# W. Kentucky hunting club



## kentuckychuck (Jul 16, 2008)

I just recently acquired a 550 acre tract of land in Christian county KY.  It consists of approximately 70% hardwoods and the balance in CRP.  Property surrounding has some soybean and corn crops on it.  I'm looking for 3 members total of 5 cost per person is $1,500.00 each.  I already have 2000 ac. that adjoin this tract that has been trophy managed for 10 years.  PM me if interested I will be going back to KY to show it the weekend of the 25th of July 5.5 hrs from Atlanta.


----------



## kentuckychuck (Jul 16, 2008)

Failed to mention lease is for entire deer season.  This piece of property is a very late acquisition but is very hard for me to pass on.   I would also be willing to consider making this a bow hunt only property if 3 guys are interested in doing so. On my other lease our main rules are 140" plus minimum this will apply.  Thanks, Chuck


----------



## Erik2500 (Jul 17, 2008)

*We are Interested*

My father and I are extremely interested.  Can I get your email or phone number so we can set up a time to take a look at the lease?  Erik


----------



## Erik2500 (Jul 17, 2008)

*PM Sent*

PM Sent


----------



## southerndraw (Jul 17, 2008)

Is there a camp or club house? How many members on the club?


----------



## Milkman (Jul 17, 2008)

kentuckychuck said:


> I just recently acquired a 550 acre tract of land in Christian county KY.  It consists of approximately 70% hardwoods and the balance in CRP.  Property surrounding has some soybean and corn crops on it.  I'm looking for 3 members total of 5 cost per person is $1,500.00 each.  I already have 2000 ac. that adjoin this tract that has been trophy managed for 10 years.  PM me if interested I will be going back to KY to show it the weekend of the 25th of July 5.5 hrs from Atlanta.



Sounds like a good setup 

The $1500 membership allows access to only the 550 acres, not the other 2000 acres, correct?


----------



## kentuckychuck (Jul 17, 2008)

southerndraw said:


> Is there a camp or club house? How many members on the club?
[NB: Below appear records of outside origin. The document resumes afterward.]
PR #397, opened 2021-09-17
Support for InMobi GDPR

harshit-inmobi:


p158276:
Hi @harshit-inmobi , we just found that GDPR status is updated every time before ad request in iOS. But in Android only update the GDPR flag when initializing. Both ways are ok with us, just note that if the user changes the GDPR flag during the app session you may not able to identify it in Android as it only fetches the GDPR flag during initalize.

harshit-inmobi:
@p158276 In Android we are initializing sdk before every Ad load so GDPR flag will also be updated before every Ad load.

harshit-inmobi:
> Hi @harshit-inmobi , we just found that GDPR status is updated every time before ad request in iOS. But in Android only update the GDPR flag when initializing. Both ways are ok with us, just note that if the user changes the GDPR flag during the app session you may not able to identify it in Android as it only fetches the GDPR flag during initalize.

@p158276 In Android we are initializing sdk before every Ad load so GDPR flag will also be updated before every Ad load.

InMobi/src/main/java/com/mopub/mobileads/InMobiAdapterConfiguration.kt
```diff
@@ -23,6 +28,7 @@ class InMobiAdapterConfiguration : BaseAdapterConfiguration() {
     }
 
     override fun getBiddingToken(context: Context): String? {
+        InMobiSdk.setPartnerGDPRConsent(getGdprConsentObj())
```
p158276, line 31: The `getBiddingToken` triggered when you made the ad request. As you initialise InMobi every time when ad request happened, you don't need to call it again here.

harshit-inmobi: `InMobi.getToken()` will get called before Ad load, in that case the token won't include GDPR info as we'll set GDPR info only after Ad load method is called in Adapter. That is why we are setting GDPR info in `getBiddingToken() `method.
@p158276

p158276: It is more clear if we directly call it right before the ad request, rather than adding it to the getBiddingToken: and trusting that it gets called. Functionally, the method isn't designed for calling GDPR code. If the method's implementation changes in the future, it will break this. Besides, during the initialization you'll also [update the GDPR status.
](https://github.com/mopub/mopub-android-mediation/blob/1d5139a20e814954eba9572757bd20b3f4a7bd90/InMobi/src/main/java/com/mopub/mobileads/InMobiAdapterConfiguration.kt#L95). 
You can also get the GDPR status through the bid request we send to your server.
https://developers.mopub.com/bidders/integration/openrtb_2.5/#3231-object-regsext

kshtgarg21: What exactly do you mean by "directly call it right before the ad request"
what is the exact line you are referring to over here?

I get that bidding token method isn't designed for calling GDPR code

But requirement here is to have updated gdpr consent as a part every token, hence we are calling it before get token.

p158276: Hi @kshtgarg21 ,
After checking with the team, if your SDK need the GDPR consent before generating the token. It totally fine. 
 You can call it before getting the bid token. So let's leave it there.

InMobi/src/main/java/com/mopub/mobileads/InMobiAdapterConfiguration.kt
```diff
@@ -86,6 +92,7 @@ class InMobiAdapterConfiguration : BaseAdapterConfiguration() {
                         inMobiInitCompletionListener?.onFailure(error)
                     }
                 }
+                InMobiSdk.setPartnerGDPRConsent(getGdprConsentObj())
```
p158276, line 95: If you set the GDPR consent here. It will happen after ad load to your SDK as onSuccess happened earlier than this.

We suggest disconnecting the consent setting from the initialization code and call the consent logic before request to ensure consent is set irrespective of the init changes.

Our recommendation should be to set consent status before ad requests. So your SDK can collect GDPR status before request  and aware of consent changes before a traditional ad request

p158276:
Apart from this PR, can I know why Inmobi initialize is called for every ad request? It may increase the latency.

p158276 (changes requested):

harshit-inmobi:
> Apart from this PR, can I know why Inmobi initialize is called for every ad request? It may increase the latency.

@p158276 We are initializing Inmobi sdk for every ad request but internally we have applied checks to not return control if sdk is already initialized. So this would avoid any latency.

InMobi/src/main/java/com/mopub/mobileads/InMobiAdapterConfiguration.kt
harshit-inmobi: this is done, now setting Gdpr before ad request.

rsatrasala (approved):

p158276:
Hi @harshit-inmobi ,
The changes have been reflected in this commit for the release. Close the PR here.
https://github.com/mopub/mopub-android-mediation/commit/74d99bf728f9e15cfa208b77ab6d184c7b6056e3

PR #3575, opened 2017-01-30
Only import needed libraries

bilelmoussaoui:
Import only needed libraries, and few verification. Next PR will use path.join in order to make the script works on other platforms other than that UNIX

### DIFF
--- a/gen.py
+++ b/gen.py
@@ -105,7 +105,7 @@ def convert_svg2png(infile, outfile, w, h):
 try:
     sizes = listdir("icons/" + theme)
 except FileNotFoundError:
-    exit("The theme {0} does not exists.Please reclone" 
+    exit("The theme {0} does not exists. Please reclone" 
         "the repository and try again.".format(theme))
 
 
--- a/gen.py
+++ b/gen.py
@@ -12,16 +12,15 @@ from argparse import ArgumentParser
 from io import BytesIO
 from json import load
 from os import listdir, makedirs, path, symlink
-from shutil import copy2, move, rmtree
+from shutil import copy2, rmtree
 from subprocess import PIPE, Popen, call
-
-from gi import require_version
-require_version('Rsvg', '2.0')
 try:
+    from gi import require_version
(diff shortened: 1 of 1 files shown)


gen.py
```diff
@@ -103,7 +102,11 @@ def convert_svg2png(infile, outfile, w, h):
 
 
 # Only certain icon sizes may be covered
-sizes = listdir("icons/" + theme)
+try:
+    sizes = listdir("icons/" + theme)
+except FileNotFoundError:
+    exit("The theme {0} does not exists.Please reclone"
```
Foggalong: There's a space missing between "exists." and "Please"

gen.py
```diff
@@ -12,16 +12,15 @@
...
 from os import listdir, makedirs, path, symlink
-from shutil import copy2, move, rmtree
+from shutil import copy2, rmtree
 from subprocess import PIPE, Popen, call
-
-from gi import require_version
-require_version('Rsvg', '2.0')
 try:
+    from gi import require_version
+    require_version('Rsvg', '2.0')
```
Foggalong, line 19: Just to clarify, are we only checking for Rsvg being installed within the Cairo `if` block because we're assuming if they have Inkscape installed they'll have Rsvg?

Foggalong (changes requested):

gen.py
bilelmoussaoui: What we do, is to check if the user have Cairo + Rsvg, if one or both of them are not found we fallback to use Inkscape instead (Rsvg is not needed by Inkscape)

gen.py
bilelmoussaoui: Done

gen.py
Foggalong: TIL Inkscape doesn't depend on Rsvg

Foggalong (approved):

gen.py
bilelmoussaoui: :P So it this ready to be merged?

PR #3579, opened 2017-02-04
Few fixes

bilelmoussaoui:
Use path.join instead of hardcoding the paths. This allow the script to be executable in other platforms without any issue 👍 
For now the script should be quite stable and works as expected. I was thinking of implementing the creation of the desktop files within the source code, the same as HiDPI support

### DIFF
--- a/gen.py
+++ b/gen.py
@@ -103,7 +103,7 @@ def convert_svg2png(infile, outfile, w, h):
 
 # Only certain icon sizes may be covered
 try:
-    sizes = listdir("icons/" + theme)
+    sizes = listdir(path.join("icons", theme))
 except FileNotFoundError:
     exit("The theme {0} does not exists. Please reclone" 
         "the repository and try again.".format(theme))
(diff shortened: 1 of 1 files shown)


Foggalong:
The one time I tried making this work on Windows all sort of things went wrong: file permissions were issued incorrectly, symlinks were botched, etc. Is there another situation where something other than `/` would be used in the file locations?

bilelmoussaoui:
All i can think of for now is the path separator :( It has been more than 7 years since i last used Windows as my main OS so i can't really test this correctly or debug it. If anyone willing to report issues about that, i will fix all of them :)

Foggalong:
Tbh, I'd vote just to not open it up to platforms that don't use `/`. It looks like a lot more trouble than it's worth for something that doesn't currently work, likely will never be used, and complicates the code.

bilelmoussaoui:
Anyway, my PR is more of a cleaning of the code than having a fully working windows version :)

Foggalong:
@bil-elmoussaoui There is some code cleaning, but most of it is switching over to `path.join` which is what I'm talking about

bilelmoussaoui:
@Foggalong Well, it's doesn't harm the code as it's works the same as before :) I can revert the changes to path.join if you wish =)

Foggalong:
@bil-elmoussaoui That's what I mean by what I said before: imo it does complicate the code for something that isn't needed. Reverting the change to `path.join` would be ideal.

Foggalong (changes requested):
@bil-elmoussaoui That's what I mean by what I said before: imo it does complicate the code for something that isn't needed. Reverting the change to `path.join` would be ideal.

bilelmoussaoui:
@Foggalong Instead of using path.join which i have removed in the latest commit, i have used .format, so the path is clear enough for us to see and debug in the future ;)

Foggalong:
@bil-elmoussaoui Now that's a change I can get behind! Will have a looksy asap :)

Foggalong (approved):

Foggalong:
Sorry for the delay, had a bit of a rough week with uni. Looks good to me though :+1:

bilelmoussaoui:
Not a problem :) i will get the travis PR by the next weekend !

There is not presently a camp clubhouse.  I do have a house I rent but the members who are on the 1400 ac lease have it.  We could probably accomodate you with a spot for a camper and get you electricity to a camper and use the house for restrooms and showers.  There will only be 5 members on the 550 ac.. myself, dave and 3 new members Total. Thanks, Chuck


----------



## kentuckychuck (Jul 17, 2008)

Milkman said:


> Sounds like a good setup
> 
> The $1500 membership allows access to only the 550 acres, not the other 2000 acres, correct?



$1,500 membership allows you access to only the 550 ac. 5 members on that tract, myself, dave and 3 other members only.


----------



## shawn mills (Jul 17, 2008)

Behave and quit leasing up all that prime property! lemme know when your headed up.


----------



## kentuckychuck (Jul 18, 2008)

Shawn, you know  how hard it is to pass up on a great piece of hunting land. I'm going up next Thursday morning and staying for 3 nights.  Filling feeders,check cameras, hang stands, bushhog along edges of the fields and get house set up.  Hope you can make it up!, Chuck


----------



## kentuckychuck (Jul 20, 2008)

Going out of town for a few days be back on wends. leaving for KY on Thurs anyone interested PM me and I will try to get back with you as soon as I return,  Thanks everyone!, Chuck


----------



## BOW'D UP (Jul 21, 2008)

shawn--- did chuck hook ya up?   i apologize  for not gettn back with ya.completly slipped my mind, everyone ended up coming back this yr.
This is a great opportunity for someone. if i wasnt  already hooked up near there, i would be all over this!
good luck guys


----------



## kentuckychuck (Jul 27, 2008)

BOW'D UP said:


> shawn--- did chuck hook ya up?   i apologize  for not gettn back with ya.completly slipped my mind, everyone ended up coming back this yr.
> This is a great opportunity for someone. if i wasnt  already hooked up near there, i would be all over this!
> good luck guys



Thanks, BOW'D UP,  Kentucky does have a alot of great hunting particularly the Western/N.western portion of the state.  KY ranked #2 behind IL w/ P&Y entries.  Just returned a few minutes ago will try to post some pictures of food plots/ terrain of the land.  I have 1150 ac. that I am looking to have 8 guys hunting on this year.  A 600 ac. tract and a 550 ac. tract.  Will post pics. later.  Thanks, Chuck


----------



## kentuckychuck (Aug 4, 2008)

*pics last week and aerial photo of land*

Heading back up this thurs. for weekend here are some aerial photos of property can show land this week.  Let me know if you are interested.










Also have a 600 ac. tract that has crops on it, borders 90 ac. lake, feeder creeks that lead into lake approximately 50/50 hardwoods,crop,crp.  It is possible to combine two tracts.


----------